Nach dem Seepferdchen war für meine Eltern aber klar, dass ich die richtige Technik lernen sollte. Also bin ich dabeigeblieben – und ziemlich schnell wurde entdeckt, dass ich Talent habe. Ich kam dann in die Leistungsgruppe und bin Schritt für Schritt weitergekommen. Im Sommer 2023 habe ich den nächsten großen Schritt gemacht und bin an den Olympiastützpunkt nach Heidelberg gewechselt. Hier werde ich optimal unterstützt – und es bringt mich meinen Zielen ein ganzes Stück näher.
Was war bislang Dein sportliches Highlight?
Highlights im Sport habe ich viele. Grundsätzlich liebe ich es, mit meinem Team auf Wettkämpfen oder in Trainingslagern zu sein und viel zu erleben und über mich selbst hinauszuwachsen.
Mein bisher größtes Highlight war aber definitiv im Mai 2024 bei den Deutschen Jahrgangsmeisterschaften, als ich über die 100 Meter Freistil Jahrgangsmeisterin wurde. Das war ein unglaublicher Moment für mich, da es nicht nur mein erster Titel, sondern auch meine erste Medaille bei den Deutschen Jahrgangsmeisterschaften war. Früher habe ich immer zu denen hochgeschaut, die da vorne standen, und mir gewünscht, selbst einmal dort zu sein. Auch wenn ich die Norm für die Jugendeuropameisterschaften um nur 0,08 Sekunden verpasst habe, war ich einfach nur glücklich. Es hat mir gezeigt, dass sich der ganze Aufwand und auch der Wechsel nach Heidelberg gelohnt haben. Ich hätte niemals gedacht, so nah an die Norm zu schwimmen.
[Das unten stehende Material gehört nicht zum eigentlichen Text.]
PR #2466, opened 2016-11-27
Port site-install to Annotated

weitzman:
Ping @greg-1-anderson. The install() method takes a variable number of arguments due to optional key+value pairs being passed to installer. You can see my struggles in the PR for how to handle this. Tips?

I neutered some options on quick-drupal to get this to run. I guess quick-drupal should become a robo collection. Seems low priority.


lib/Drush/Commands/core/SiteInstallCommands.php
```diff
@@ -0,0 +1,283 @@
...
+   *   Re-install with specified uid1 credentials.
+   * @usage drush site-install standard install_configure_form.site_default_country=FR my_profile_form.my_settings.key=value
+   *   Pass additional arguments to the profile (D7 example shown here.
+   * @usage drush site-install standard install_configure_form.update_status_module='array(FALSE,FALSE)'
+   *   Disable email notification during install and later. If your server has no smtp, this gets rid of an error during install.
+   * @bootstrap DRUSH_BOOTSTRAP_DRUPAL_ROOT
+   * @aliases si
+   *
+   */
+  public function install($profile, array $additional = [], $options = ['db-url' => NULL, 'db-prefix' => NULL, 'db-su' => NULL, 'db-su-pw' => NULL, 'account-name' => 'admin', 'account-mail' => 'admin@example.com', 'account-pass' => NULL, 'locale' => 'en', 'site-name' => 'Drush Site-Install', 'site-pass' => NULL, 'sites-subdir' => NULL, 'config-dir' => NULL]) {
```
greg-1-anderson: This declaration for variable arguments (the last declared `array`) works in consolidation/annotated-command and Robo. If you are having trouble with it here, the problem is in the annotation adapter. I'll look at that when I get a chance.

greg-1-anderson:
So, in Robo / annotated-commands, handling of variable arguments via `array` is currently done by Symfony. Every Command object has an InputDefinition, which defines what the command parameters are. When a command is executed, then the `bind()` method is called on the `$input`, which assigns the input definition to the input object and parses the options again. Iff the input isa ArgvInput, and iff the last parameter is declared to be an array parameter, then the ArgvInput class will put the last N arguments in the last command parameter. In contrast, if the an ArrayInput object is being used, then it is the responsibility of the caller to ensure that it matches the expectation of the command that is being called (e.g. the last parameter should be an array with all of the variable arguments in it).

Currently, in Drush, we are using a DrushInputAdapter, which implements InputInterface, but is not an ArgvInput. Our Command objects **do** have input definitions, but, since we are not dispatching via the Symfony Application, `bind()` is never called.

We need to:

- Rewrite DrushInputAdapter to extend ArgvInput.
- Ensure that we call `bind` on the DrushInputAdapter with the input definition from our command object.

weitzman:
ping @greg-1-anderson. any chance you can help with DrushInputAdapter?

greg-1-anderson:
Yes. Been busy, but this is now at the top of my Drush to-do list. Will try to find some time for it soon.

greg-1-anderson:
Maybe merge #2485 first?

weitzman:
I would rather merge this and then port #2485 to new annotated hook system. He kindly offerred to do that.

weitzman:
Merged ... Opened #2552 for variable param handling. For now that feature is gone.

PR #2471, opened 2016-11-30
Use config.storage.sync to instantiate the FileStorage

webflo:
This should make [config_split](https://www.drupal.org/project/config_split) compatible cex/cim.

### DIFF
--- a/commands/core/config.drush.inc
+++ b/commands/core/config.drush.inc
@@ -461,7 +461,12 @@ function _drush_config_export($destination, $destination_dir, $branch) {
   $storage_filters = drush_config_get_storage_filters();
   if (count(glob($destination_dir . '/*')) > 0) {
     // Retrieve a list of differences between the active and target configuration (if any).
-    $target_storage = new FileStorage($destination_dir);
+    if ($destination == CONFIG_SYNC_DIRECTORY) {
+      $target_storage = \Drupal::service('config.storage.sync');
+    }
+    else {
+      $target_storage = new FileStorage($destination_dir);
+    }
     /** @var \Drupal\Core\Config\StorageInterface $active_storage */
     $active_storage = \Drupal::service('config.storage');
     $comparison_source = $active_storage;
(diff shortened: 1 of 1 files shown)


weitzman:
LGTM. We had a spurious test fail that cleared up on re-test.

I can merge this once you think it is complete. I notice that the title says WIP.

webflo:
Lets get some feedback from config_split maintainers first.

weitzman:
Any feedback yet?

swentel:
Not a maintainer, but supporter and user. Patch makes very much sense, so +1!

weitzman:
FYI I added back storage filters hook in #2314 for better integration with config_split. Not sure if this PR is still desirable/needed.

bircher:
I am a maintainer of config_split and I love this PR. In fact this would be a far superior approach to storage filters.
I am moving to an approach that I swap out the `config.storage.sync` service and return the wrapped storage that unites the main directory and the split directories of the active splits. If drush would use that storage I could even think about retiring the custom commands for importing and exporting.
The storage filters - while inspired by the storage filter drush uses - would mean a much more complex interaction, I just recently had to change the interface a bit to fix a bug and that would require a change to drush etc. In addition, if drush and drupal console and drupal core all use the same service all work as expected.

The only thing that might need extra work would be the extra functionality drush cex and cim have such as automatically committing to git etc. But in my opinion that is not really blocking.

webflo:
Alright, i think we have agreement. LGTM :)

weitzman:
Merged into master and 8.x. I think we can get rid of Drush's filter and our filter hook and just expect folks to take over the sync service. What do folks think?

bkosborne:
Now that Drush 8.1.10 has been released and includes this code, what needs to be done on my end to get drush cex/cim aware of config split?

weitzman:
Config split folks are working on that in https://www.drupal.org/node/2855319 and similar issues. They would better know the answer to this question.

PR #2890, opened 2017-08-22
8.x Fix serving existing files with encoded characters like `%20`

travismiller:
Files with spaces (and other percent encoded characters) are not served from the files directory when using `drush runserver`. This change simply decodes the REQUEST_URI path.

Same change as #2889 for the 8.x branch.


weitzman:
Seems reasonable to me. Any thoughts, @grugnog?

grugnog:
Merged - thanks!

PR #2908, opened 2017-08-28
Convert browse command to use SiteAliasManager.

weitzman:


src/Commands/core/BrowseCommands.php
```diff
@@ -28,11 +31,20 @@ class BrowseCommands extends DrushCommands
      */
     public function browse($path = '', $options = ['browser' => null])
     {
+        // TODO: Remove 2nd branch when no longer needed.
+        if ($this->hasSiteAliasManager()) {
+            $aliasRecord = $this->siteAliasManager()->getSelf();
+            $is_remote = $aliasRecord->isRemote();
+            $site_record = $aliasRecord->exportConfig()->get('options', []);
```
greg-1-anderson: Maybe we should have an API for this (`exportConfig()` + `get('options')`). Until we rewrite backend invoke, this pattern will probably appear a lot. Optional.

greg-1-anderson:
+1 LGTM just fix `composer cs` failure.  `composer cbf` should take care of this particular notice.

You can just merge ported commands right into the Symfony dispatch branch if you want, and just use PRs when changing common code like preflight / bootstrap / site alias manager et. al.; I'm also happy to review ported commands you want feedback on tho

src/Commands/core/BrowseCommands.php
```diff
@@ -28,11 +31,20 @@ class BrowseCommands extends DrushCommands
...
+            $is_remote = drush_sitealias_is_remote_site($alias);
+            $site_record = drush_sitealias_get_record($alias);
+        }
         // Redispatch if called against a remote-host so a browser is started on the
         // the *local* machine.
-        $alias = drush_get_context('DRUSH_TARGET_SITE_ALIAS');
-        if (drush_sitealias_is_remote_site($alias)) {
-            $site_record = drush_sitealias_get_record($alias);
+        if ($is_remote) {
             $return = drush_invoke_process($site_record, 'browse', [$path], drush_redispatch_get_options(), array('integrate' => true));
```
greg-1-anderson: Ah, I see, we are still using `drush_redispatch_get_options()` here. Ideally this method goes away once all of the commands are ported. Maybe use `$options` here?  As previously mentioned, `$options` may have items that do not appear in `drush_redispatch_get_options()` (default values for options that do not appear on the commandline).

Maybe we need to add a method to the PreflightArgs object that contains the original user options from the commandline. Then the question is, do we inject this only for commands that need it, or add an accessor to DrushCommands?

weitzman: I changed this to $options but now the receiving Drush (i.e. the remote in the $site_record) is throwing an error (it happens to be  Drush9 beta3 in this case) - `Unknown options: --version, --ansi, --no-ansi, --no-interaction.  See drush help browse for available options. To suppress this error, add the option --strict=0. `. So, backend seems to be passing along too many options. Thoughts?

greg-1-anderson: Yes, that is exactly what I was referring to in my comment above. Symfony adds in any option with a default value to `$options` (well, Symfony puts it in `$input`, and annotated-commands translates that into `$options`). We need a way for commands that need to redispatch to inject the original commandline arguments. Or perhaps we create a redispatch object that has the original commandline arguments.

PR #2913, opened 2017-08-29
Update Psysh to version 0.8.11

damiankloip:
This got missed and never backported into the 8.x branch. It's late, yes. But worth doing anyway :) We wanted 0.8.2 originally.

https://github.com/drush-ops/drush/pull/2649


damiankloip:
Looks like this has made the 8.x branch build fail in the mean time, reverting for now.

PR #2921, opened 2017-08-31
Made _drush_escapeshellarg_windows escape set to TRUE when then detec…

slefevre-ccad:
…ted OS is Windows


greg-1-anderson:
Not sure if this is still relevant. Will need passing tests to merge. Please re-open against latest version of Drush if continued work desired here.

Issue #34, opened 2013-08-26
drush sql-query should exit with failure status if query fails


rfay:
Currently, drush sql-query exits with a 0 even if there was an error in the query:

```
[rfay@dev-web11 current]$ drush sqlq 'select * from nothing;'
ERROR 1146 (42S02) at line 1: Table 'xxx_dev.nothing' doesn't exist
[rfay@dev-web11 current]$ echo $?
0
```

I think it would be useful to all of us if it returned an error status in a case like this.

Thanks!

plach79:
I'm still experiencing this on 8.x, apparently `drush_sql_cli()` does not set an explicit error when the process fails and returning `FALSE` is not enough to set a non-zero exit status.

PR #2925, opened 2017-09-01
Ensure "sql-cli" command sets an error on non-zero child process exit status

plach79:
See https://github.com/drush-ops/drush/issues/34#issuecomment-326548684


plach79:
Thanks!

PR #2927, opened 2017-09-02
Handle --yes and --debug

weitzman:
1. --yes behaves like --no-interaction. The effect is that prompts just proceed with defaults. At this time we lose Drush's feature to print out the question and response even during a --yes request. --no is still not supported.
1. --debug maps to -vv. Folks wanting more should use -vvv which maps pretty well to Drush's old DEBUG_NOTIFY level.

The new code in Preflight.php could easily be moved elsewhere if anyone has thoughts on that.

### DIFF
--- a/src/Preflight/Preflight.php
+++ b/src/Preflight/Preflight.php
@@ -206,7 +206,7 @@ class Preflight
         }
         // Use -vvv for even more verbose logging.
         if ($input->getParameterOption(['--debug', '-d'], false, true)) {
-            $output->setVerbosity(Output::VERBOSITY_VERBOSE);
+            $output->setVerbosity(Output::VERBOSITY_DEBUG);
         }
 
         // Run the Symfony Application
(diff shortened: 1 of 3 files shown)


src/Preflight/Preflight.php
```diff
@@ -199,6 +200,15 @@ protected function doRun($argv)
         $runner = new \Robo\Runner();
         $runner->registerCommandClasses($application, $commandClasses);
 
+        // Process legacy Drush global options.
+        if ($input->getParameterOption(['--yes', '-y'], false, true)) {
+            $input->setInteractive(false);
+        }
+        // Use -vvv for even more verbose logging.
+        if ($input->getParameterOption(['--debug', '-d'], false, true)) {
+            $output->setVerbosity(Output::VERBOSITY_VERBOSE);
```
greg-1-anderson: VERBOSITY_VERBOSE is `-v`. VERBOSITY_VERY_VERBOSE is `-vv`. `VERBOSITY_DEBUG` is `-vvv`. I think we should use `VERBOSITY_DEBUG` here.

PR #2928, opened 2017-09-03
Fix exit code handling in sql-cli

### LINKED ISSUE #2824: sql-create returns no proper exit code
The exit code for sql-create is always 0 even when it fails because the db config is wrong.

webflo:
Fixes #2824

Looking at the documentation of drush_shell_proc_open. I think the conditions should be the other way around.

ping @jibran for review


jibran:
Yup, this works fine for me.

webflo:
Related fix in Drush 8 https://github.com/drush-ops/drush/commit/67254bd23a98db836b06ec89169a6fad92373d40

Issue #2855, opened 2017-07-26
Support busybox diff


rodrigoaguilera:
When I run 
```
drush cim --preview=diff
```
I get
```
diff: unrecognized option: x
BusyBox v1.26.2 (2017-06-11 06:38:32 GMT) multi-call binary.

Usage: diff [-abBdiNqrTstw] [-L LABEL] [-S FILE] [-U LINES] FILE1 FILE2

Compare files line by line and output the differences between them.
This implementation supports unified diffs only.

	-a	Treat all files as text
	-b	Ignore changes in the amount of whitespace
	-B	Ignore changes whose lines are all blank
	-d	Try hard to find a smaller set of changes
	-i	Ignore case differences
	-L	Use LABEL instead of the filename in the unified header
	-N	Treat absent files as empty
	-q	Output only whether files differ
	-r	Recurse
        --no-dereference Don't follow symlinks
	-S	Start with FILE when comparing directories
	-T	Make tabs line up by prefixing a tab when necessary
	-s	Report when two files are the same
	-t	Expand tabs to spaces in output
	-U	Output LINES lines of context
	-w	Ignore all whitespace
```

Is it possible to support busybox version of diff?

weitzman:
Interested folks can use `drush cim --verbose` to see the shell command that cim uses and can figure out if a more universal way is possible.

bircher:
This issue can be closed now too since the diff command is now `drush_shell_exec('diff -u %s %s', $temp_active_dir, $temp_sync_dir);` which is compatible with busybox diff.

rodrigoaguilera:
Woah. Thank you :)

PR #2940, opened 2017-09-14
Clean up config import and export methods to fix diff #2939

### LINKED ISSUE #2939: Config Import --preview=diff does not produce a complete diff.
When importing with `drush cim --preview=diff` configuration that is not in the sync storage is not listed as removed and language files are ignored because the process that creates the diff skips them.

In addition the diff is incorrect when a decorated sync storage is used, such as with [config_filter](https://www.drupal.org/project/config_filter).

Both of these issues as well as #2855 could be fixed by exporting the active storage to a temporary directory and exporting the sync storage to another temporary directory and diff the two.

bircher:
Cleaning up the config import to fix #2939

As a side effect the temporary filders will not be in git and therefore #2855 is solved too.


weitzman:
Code looks good. I'll merge when green. Thanks.

PR #2964, opened 2017-09-26
Use Symfony-style command names

greg-1-anderson:
Follow Symfony command naming conventions, but preserve original names as aliases.

This PR also updates the `list` command to group by first category using `:` instead of `-`. The original command name alias (e.g. `foo-bar` for `foo:bar`) is removed from the list of aliases in the `list` command only, to save space. All aliases are still listed in help, though.


weitzman:
helloworld.script is a real, working php-script. it should stay IMO.

We need a plan for how to handle the case where Drush9 does a drush_invoke_process to pm:enable on Drush8.

greg-1-anderson:
I mistook hello world as a standalone script; I put it back.

I think we should alter Drush 8 to convert any `group:command` into `group-command`. Then, Drush 9 will be able to call drush_invoke_process on new versions of Drush 8, but not old.

To handle old versions of Drush 8, perhaps we could have a config setting that Drush 9 could check, and, if set, it could convert from `group:command` to `group-command` at backend invoke time. I think this facility, if adopted, should be off by default, though.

Ein weiteres Highlight war meine erste Teilnahme an einer Jugendeuropameisterschaft, die ganz besonders wurde, als ich in der 4×100-m-Freistil-Staffel gemeinsam mit den anderen auch noch zu Bronze schwamm. Da ging ein großer Traum für mich in Erfüllung.
Ein Blick in die Zukunft: Was sind Deine nächsten, was die größten sportlichen Ziele?
Ich bin eigentlich jemand, der Schritt für Schritt denkt und sich eher kleinere, realistische Ziele setzt. Mir ist es wichtig, immer mein Bestes zu geben – und dann zu schauen, was möglich ist.
Trotzdem braucht man auch große Ziele, denn ohne sie würde die Motivation einfach fehlen. Langfristig möchte ich auch im Erwachsenenbereich den Sprung auf die internationale Bühne schaffen. Und wenn man schon am Olympiastützpunkt trainiert, gehört der Traum von Olympia natürlich dazu. Paris 2024 hat auf jeden Fall nochmal richtig Lust gemacht, alles zu geben und irgendwann selbst dabei zu sein.